Upon termination for Cause, the Company shall not be liable for any further
compensation or benefits following the effective date of termination other than
accrued Base Salary.
3.4. TERMINATION WITHOUT CAUSE. The Company shall have
the right to terminate this Agreement without Cause on thirty (30) days written
notice, subject to payment by the Company of the Termination Payment described
in Section 4.5 herein; provided however, that if the Company terminates this
Agreement in accordance with this Section 3.4 following a Change of Control (as
defined in Section 3.6 herein), the Company shall pay to XXXXX the Severance
Payment described in Section 4.6 herein.
3.5. TERMINATION BY XXXXX. XXXXX may terminate this
Agreement upon thirty (30) days written notice after a material default of this
Agreement by the Company, which default is not cured within the thirty-day
notice period.
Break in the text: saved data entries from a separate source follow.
PR #40, opened 2017-09-27
swtpm: enable receiving control commands in chunks

stefanberger:
Enable receiving control commands in small chnunks. Allow 500ms
for the whole control command to be received.

Signed-off-by: Stefan Berger <stefanb@linux.vnet.ibm.com>

### DIFF
--- a/src/swtpm/ctrlchannel.c
+++ b/src/swtpm/ctrlchannel.c
@@ -253,27 +253,27 @@ struct input {
  * ctrlchannel_recv_cmd: Receive a command on the control channel
  *
  * @fd: file descriptor for control channel
- * @buffer: buffer to receive data into
- * @buffer_len: length of the buffer
+ * @msg: prepared msghdr struct for receiveing data with single
+ *       msg_iov.
  *
  * This function returns 0 or a negative number if an error receiving
  * the command occurred, including a timeout. In case of success,
  * the nunber of bytes received is returned.
  */
 static ssize_t ctrlchannel_recv_cmd(int fd,
-                                    unsigned char *buffer,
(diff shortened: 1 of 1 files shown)


src/swtpm/ctrlchannel.c
```diff
@@ -220,6 +222,157 @@ static int ctrlchannel_receive_state(ptm_setstate *pss, ssize_t n, int fd)
...
+    }
+
+    while (recvd < buffer_len) {
+        n = read(fd, &buffer[recvd], buffer_len - recvd);
+        if (n <= 0)
+            return n;
+        recvd += n;
+        /* we need to at least see the cmd */
+        if (recvd < offsetof(struct input, body))
+            goto wait_chunk;
```
avalluri: Do we really need to wait here, I mean do we need to support receiving ctrl 'command' also in chunks ?, cant we treat it as some went wrong and return.

src/swtpm/ctrlchannel.c
```diff
@@ -220,6 +222,157 @@ static int ctrlchannel_receive_state(ptm_setstate *pss, ssize_t n, int fd)
...
+
+        switch (be32toh(input->cmd)) {
```
avalluri: Just an idea: Can we take this switch out of loop, by initially try to read only sizeof(command) bytes from socket then find no of bytes still we needs to complete the request, and poll with timeout till we receive, then return.

src/swtpm/ctrlchannel.c
stefanberger: It's really only these two additional lines that allow us to even wait for that...

PR #41, opened 2017-09-29
Cleanups and avoid race in test case

stefanberger:
This patch series cleans up all python code to pass pep8 without complaints. It also removes a white space error in ctrchannel.c.

Switch the python test case that's sending the control and data message in two API calls to use the python twisted package to send it in one API call and avoid hacks on the server side.


stefanberger:
@avalluri Care to have a quick look?

avalluri:
Looks good to me.

PR #43, opened 2017-09-29
Update INSTALL file for Debian

dissoupo:


stefanberger:
Thanks. And in case `make test` runs into a problem , please pull again. I just pushed a fix to the test_ctrlchannel test case.

stefanberger:
PR #43 fixed this.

Such notice shall set forth in reasonable detail the facts
underlying the default. If XXXXX terminates this Agreement under this Section
3.5 prior to a Change of Control, XXXXX shall be entitled to the Termination
Payment as provided in Section 4.5. If XXXXX terminates this Agreement under
this Section 3.5 following a Change of Control, XXXXX shall be entitled to the
Severance Payment as provided in Section 4.6.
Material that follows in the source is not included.